1A and 1B are a cross-sectional view showing an embodiment of a decaborane evaporation device of the present invention and a cross-sectional view illustrating its usage state, respectively.

FIG. 2 is a configuration diagram illustrating a connection relationship between the evaporation device illustrated in FIG. 1 and a gas supply unit and an exhaust unit.

FIG. 3 is a block diagram showing an example of a system for a facility using decaborane gas using the decaborane evaporation device of the present invention.

4A and 4B are a plan view and a sectional view, respectively, illustrating a decaborane sample bottle.

FIG. 5 is a correlation diagram of decaborane temperature and vapor pressure.

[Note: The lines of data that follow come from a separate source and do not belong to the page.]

PR #422, opened 2026-05-05
feat(model): auto-discover local OpenAI-compatible inference servers

bussyjd:
## Summary

Extends `obol stack up` auto-config beyond Ollama to register vLLM, sglang, llama.cpp server, LM Studio, mlx-lm, and any other OpenAI-compatible server detected on a well-known local port — operators no longer have to run `obol model setup custom --endpoint ...` per server.

- **`internal/model/discover.go`** — thin adapter over `inference.ScanLocalEndpointsContext` that filters Ollama (handled by the existing `ListOllamaModels` path) and LiteLLM (would be self-referential), then converts each `EndpointInfo` to `ModelEntry` values via the existing `buildCustomEndpointEntry` + `localhostToClusterEndpoint` helpers.
- **`internal/inference/detect.go`** — adds LM Studio (`:1234`) to the default probe list, exports `ServerType*` and `LiteLLMPort` constants so callers match by symbol, and supports `OBOL_LOCAL_DISCOVERY_PORTS=port[:label],...` to add custom ports.
- **`internal/stack/stack.go`** — `autoConfigureLLM` calls `autoDetectLocalProviders` and batches **all** discovered providers into a **single** ConfigMap PATCH (atomic, one round-trip).
- **`cmd/obol/model.go`** — new `obol model discover` subcommand (read-only) and extended `obol model status` (human + JSON) that surface what auto-config picked up.
- **`internal/model/model.go`** — `PatchLiteLLMProvider` delegates its tail to a new exported `PatchLiteLLMEntries(cfg, u, entries)` helper.

`OBOL_DISABLE_LOCAL_DISCOVERY=1` opt-out for cases where a port collides with an unrelated service.

### Interaction with `obol model prefer`

This PR appends discovered servers **after** the Ollama branch in `autoConfigureLLM`, so Ollama keeps default primary-model status under the new "model_list order is source of truth" `Rank()` contract. Operators who want vLLM (or any discovered server) as primary can use `obol model prefer <model>` after stack up.

## Test plan

- [x] `go build ./...` clean
- [ ] `go vet ./...` clean *(pre-existing macOS baseline failure in `internal/enclave/enclave_darwin.go`; `go vet ./internal/model ./internal/hermes ./internal/stack` passes)*
- [x] `go test ./...` passes (full suite)
- [x] New unit tests:
  - `internal/model/discover_test.go` — `shouldRegisterEndpoint` filters (LiteLLM port, Ollama, no-models), `buildDiscoveredProvider` translates `127.0.0.1` → `host.k3d.internal`, env-var disable
  - `internal/inference/detect_test.go` — `extraPortsFromEnv` parsing edge cases, `resolvedProbePorts` dedup keeps default labels
- [x] Manual: `obol model discover` on a host with vLLM/sglang/LM Studio running prints the expected providers *(validated on spark1 DGX Spark host: `llama-server@8000` with `qwen36-35b-heretic`, `qwen36-fast`, `qwen36-deep`)*
- [x] Manual: `obol stack up` on the same host shows discovered servers registered in `obol model list` without a manual `obol model setup custom` *(validated on spark1: gateway `openai` provider contained the three discovered qwen36 models after stack up)*
- [x] Manual: `OBOL_DISABLE_LOCAL_DISCOVERY=1 obol stack up` skips the scan entirely *(validated on spark2 with a live mock `:9000`; resulting `obol model list` left `openai` disabled and omitted `spark9000-probe-a/b`)*
- [x] Manual: `OBOL_LOCAL_DISCOVERY_PORTS=9000:vllm` adds a custom port to the scan *(validated on spark2 mock `:9000`; `obol model discover` and post-`stack up` `obol model list` both included `spark9000-probe-a/b`)*

## Out of scope

- No vllm-studio integration. The repo (https://github.com/0xsero/vllm-studio) inspired the multi-provider discovery direction; this PR implements a Go-native equivalent that fits the thin-CLI architecture.
- No HuggingFace cache scanning — probing live `/v1/models` endpoints is the right unit of discovery.
- No SIGINT propagation through the CLI (pre-existing; `cmd/obol/main.go` runs with `context.Background()`).

https://claude.ai/code/session_01K6hF5YYtT46VbNJbRyGy4Q

---
_Generated by [Claude Code](https://claude.ai/code/session_01K6hF5YYtT46VbNJbRyGy4Q)_


bussyjd:
Reviewer feedback on rc8 (post-upgrade) reports a related model-selection regression that this PR's discovery path will need to handle:

> After the upgrade, regenerated `values-hermes.yaml` set `default: deepseek-v4-pro:cloud` — a model that requires an API key the user almost certainly hasn't configured. Hermes will fail to respond to chat until the user manually edits to a local model.
>
> History on this machine across recent RCs:
> - rc1 → `llama3.2:1b` (good)
> - rc3 → `qwen3.5:4b` (slow on CPU)
> - rc7 → `llama3.2:1b` (good)
> - rc8 → `deepseek-v4-pro:cloud` (unusable without API key)

Root cause is in `internal/model/rank.go` — `Rank()` picks `models[0]` from the LiteLLM `model_list` verbatim ("model_list order is the source of truth"), so whatever ends up at index 0 wins. On this machine an Ollama-pulled `*:cloud` entry (cloud-suffixed model that Ollama lists but cannot serve without an API key) landed first and was promoted to primary.

This PR appends discovered providers **after** the Ollama branch, which is fine — but the Ollama branch itself can still hand `Rank()` a `:cloud`-suffixed entry as `models[0]`. Worth considering as part of this PR (or a follow-up):

- Filter `*:cloud` (and any other "requires-API-key" Ollama suffix) out of the auto-config model list when no key is present, **or**
- Demote them to fallback in `Rank()` the same way embedding-only models are demoted, **or**
- At minimum, surface a warning during `obol stack up` when the auto-picked primary requires an unconfigured credential.

Suggested fix the reviewer offered:

> prefer the smallest tool-capable local Ollama model on machines without a configured cloud provider, or prompt the user during `obol stack up` if multiple candidates exist.

OisinKyne (approved):

PR #428, opened 2026-05-05
feat(buyer): if a user requests html, give them html

OisinKyne:
## Summary

Creates HTML responses for x402 service endpoints. Returns json if content-type is Accept: application/json, or not set, if text/html, it returns this site. This allows us to give link previews and guides on the service page itself if it works out.


OisinKyne:
@bussyjd you can check i haven't broken anything too hard in the morning before we pull the publish trigger. Kody may be a pass today

PR #437, opened 2026-05-06
Hanan/fix bugs

HananINouman:
Title: fix: registration blocking, stale images, and skill catalog
  self-healing

  Body:

  Three bugs found and fixed during v0.9.0-rc11 fresh-cluster testing.

  ---
  Bug 1 — Unhealthy service blocks ERC-8004 registration ownership

  internal/serviceoffercontroller/controller.go — registrationOffers()

  registrationOffers() never checked upstream health when selecting registration
   owner candidates. A service with a failing upstream (e.g. Ollama down) could
  become the oldest candidate and block every newly created service from ever
  reaching Registered.

  Fix: Skip offers where UpstreamHealthy is not True.

  ---
  Bug 2 — Stale images silently run old code (OBOL/USDC mismatch, missing
  features)

  internal/embed/infrastructure/base/templates/x402.yaml

  Both containers had imagePullPolicy: IfNotPresent. k3d's containerd cache is
  separate from the Docker daemon — docker pull never updates it. Pods reused
  old cached images indefinitely after restart, causing x402-verifier to
  advertise USDC for OBOL offers, and serviceoffer-controller to run a build
  that predated services.json.

  Fix: imagePullPolicy: Always on both containers.

  ---
  Bug 3 — Skill catalog stuck in ContainerCreating; /api/services.json empty

  internal/serviceoffercontroller/controller.go

  Two compounding issues:
  1. SSA field-manager trap: old cluster state had a stale api-content volume on
   the Deployment owned by kubectl-patch. SSA with Force: true cannot remove
  volumes owned by a foreign field manager, so every reconcile left the stale
  volume. Pod failed ContainerCreating looking for a ConfigMap that no longer
  exists.
  2. No self-healing: skill catalog only reconciled on ServiceOffer events —
  external deletions were never repaired.

  Fix:
  - deleteSkillCatalogDeploymentIfStale() — detects unexpected volumes and
  deletes the Deployment before re-applying, since SSA can't do an in-place
  removal.
  - 30-second periodic ticker in Run() — skill catalog self-heals within 30s
  without needing a ServiceOffer event.

  Note: no nginx needed. /api/services.json is served by the existing busybox
  httpd via a ConfigMap items projection.

  ---
  Test plan
  - Fresh cluster: /api/services.json returns services array after obol sell
  - Upgrade from old cluster with stale api-content volume: Deployment deleted
  and recreated cleanly
  - Service with Ollama down: not selected as registration owner; healthy
  service claims it instead
  - New :latest published: pods pull updated image on restart without manual k3d
   image import

### DIFF
--- a/internal/embed/embed_image_pin_test.go
+++ b/internal/embed/embed_image_pin_test.go
@@ -33,9 +33,7 @@ func TestEmbeddedImages_NoNewLatestTags(t *testing.T) {
 	// Known unpinned images as of PR #343 follow-up. Each entry MUST have a
 	// TODO in the template body explaining the pin-by-digest policy.
 	allowed := map[string]string{
-		"base/templates/llm.yaml:ghcr.io/obolnetwork/x402-buyer:latest":               "x402-buyer: pin by digest once CI publishes a stable tag",
-		"base/templates/x402.yaml:ghcr.io/obolnetwork/x402-verifier:latest":           "x402-verifier: pin by digest once CI publishes a stable tag",
-		"base/templates/x402.yaml:ghcr.io/obolnetwork/serviceoffer-controller:latest": "serviceoffer-controller: pin by digest once CI publishes a stable tag",
+		"base/templates/llm.yaml:ghcr.io/obolnetwork/x402-buyer:latest": "x402-buyer: pin by digest once CI publishes a stable tag",
 	}
 
 	files := []string{
--- a/internal/embed/infrastructure/base/templates/x402.yaml
+++ b/internal/embed/infrastructure/base/templates/x402.yaml
@@ -186,7 +186,7 @@ spec:
           # masks protocol regressions (e.g. facilitator payload format, verifyOnly
           # handling). See internal/embed/embed_image_pin_test.go.
           image: ghcr.io/obolnetwork/x402-verifier:latest
-          imagePullPolicy: Always
+          imagePullPolicy: IfNotPresent
           ports:
             - name: http
               containerPort: 8080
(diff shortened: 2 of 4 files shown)


OisinKyne:
> Fix: imagePullPolicy: Always on both containers.
too aggressive for non developers, can't always be re-downloading stuff. better to switch to commit shas and then as they change, new code is pulled once not every single time.

OisinKyne:
> Fix:
> 
>     deleteSkillCatalogDeploymentIfStale() — detects unexpected volumes and
>     deletes the Deployment before re-applying, since SSA can't do an in-place
>     removal.
>     30-second periodic ticker in Run() — skill catalog self-heals within 30s
>     without needing a ServiceOffer event.
> 
> Note: no nginx needed. /api/services.json is served by the existing busybox
> httpd via a ConfigMap items projection.
bit unsure of this too. imo we're nearly off the bad states (jd and i had similar issues). I think maybe we should just jump to helm 4 and use the new features jd pulled out recently. running deletes every 30 seconds of the day to fix a bug doesn't sound right to me.

OisinKyne:
> internal/serviceoffercontroller/controller.go — registrationOffers()
> 
> registrationOffers() never checked upstream health when selecting registration
> owner candidates. A service with a failing upstream (e.g. Ollama down) could
> become the oldest candidate and block every newly created service from ever
> reaching Registered.
> 
> Fix: Skip offers where UpstreamHealthy is not True.

this i don't understand but maybe support. maybe this is coupling registrationOffers too tightly to inference only, which is what it was originally programmed for? but maybe this means don't show unhealthy services in the ui. Which maybe i support but maybe we just expose with some red status indicators or something

HananINouman:
> > Fix: imagePullPolicy: Always on both containers.
> > too aggressive for non developers, can't always be re-downloading stuff. better to switch to commit shas and then as they change, new code is pulled once not every single time.

maybe until the TODO (image-pin) is done?

OisinKyne:
> maybe until the TODO (image-pin) is done?
this only impacts pre-existing users, so i think thats basically just the core team, and i'd rather inconvenience them versus add nearly a minute to every startup.

OisinKyne (approved):

PR #446, opened 2026-05-07
fix: hermes PVC ownership on Linux k3d + bootstrap ingress URL

nickh-obol:
## Summary

Two Linux-specific bugs in fresh `obol stack up` flows that don't surface on macOS.

### 1. Hermes pod CrashLoopBackOff on fresh PVC (`internal/hermes/hermes.go`)

The Stack's local-path-provisioner setup script chowns each new PV to `1000:1000`, and `KubeletInUserNamespace=true` (set in `internal/embed/k3d-config.yaml`) silently skips the `fsGroup` recursive-chown that would otherwise correct it. Hermes pods run as UID 10000 and crashloop trying to `mkdir /data/.hermes/home` with `Permission denied`.

macOS Docker Desktop hides this — its bind-mount filesystem driver fakes file ownership to whoever's asking, so the mismatch never materializes. OpenClaw doesn't hit it either: it pins `fsGroup: 1000`, accidentally matching the host UID.

**Fix:** prepend an `init-hermes-perms` container that runs as root and chowns `/data` to 10000:10000. Idempotent — also self-heals existing broken PVCs on upgrade.

### 2. Bootstrap probe + browser URL hardcoded to `:8080` (`cmd/obol/bootstrap.go`)

When ports 80/8080 are in use at start time, k3d remaps the loadbalancer to a random high port and the rest of `obol stack up` correctly surfaces it via `stack.LocalIngressURL(cfg)`. Three other places in `cmd/obol/bootstrap.go` were hardcoded to `:8080`: the readiness probe (hung until timeout), the browser-open URL, and the "view stack interface at" hint.

**Fix:** reuse `stack.LocalIngressURL(cfg)` in all three places.

## Test plan

- [x] `go test ./internal/hermes/... ./cmd/obol/...` passes
- [x] `go build ./...` clean
- [x] Verified end-to-end on Linux: fresh `obol agent init` lands the agent in `Running` without manual chown
- [x] Verified end-to-end on Linux: `obol bootstrap` with port 8080 occupied completes without hang; all four URL surfaces (warning / visit / browser-open / next-steps) agree on the alternate port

FIG. 6 is a cross-sectional view illustrating a conventional gasification method for decaborane.

[Explanation of symbols]

 1 Hatch 2 Evaporation Container 3 Sample Bottle 4 Fixture 5 Cutter 6 Bellow 7 Cylinder 8 Heater 9 Inner Thermometer 10 External Thermometer 11 Cooler 12 Insulating Layer 13 Joint 14 Valve 15 Pressure Gauge 16 Decaborane Gas Supply 17 Gas Exhaust 18 Gas Leak sensor 19 Nitrogen gas supply unit 20 Decaborane gas equipment 21 Decaborane 22 Film packing 23 Cap 24 Screw part 25 Cutter insertion port

Claims (1)

[Claims] 1. An evaporation container having a doorway into which a sample bottle containing decaborane is inserted, the container including a fixture for fixing the sample bottle upside down inside the evaporation container, and a film packing for the sample bottle. It must be equipped with a cutter that breaks decaborane into the breakthrough evaporation container, a heater that vaporizes decaborane to generate decaborane gas, a cooler that stops the generation of decaborane gas, and a connection part between the gas supply part and the exhaust part. Decaborane evaporation device characterized by.